What to work on:
Up to and including the line with "I got some troubles", restate the material below word for word, beginning with its first line.

Given data:
PR #481, opened 2018-12-14
add new parameter relation depth degree 1 or 2 to simplify relation graphs

vdaburon:
I got some troubles with very big database (more than 3000 tables).
The output result is bigger > 4GB. The main cause is the 2sd degree relation graphs, some of graphs are > 11MB.
I add a new parameter relationdegreedepth,
You could choose the relation depth degree 1 or 2 (default value 2) to simplify relation graphs for database with lot of tables and relations.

Reply:
PR #481, opened 2018-12-14
add new parameter relation depth degree 1 or 2 to simplify relation graphs

vdaburon:
I got some troubles with very big database (more than 3000 tables).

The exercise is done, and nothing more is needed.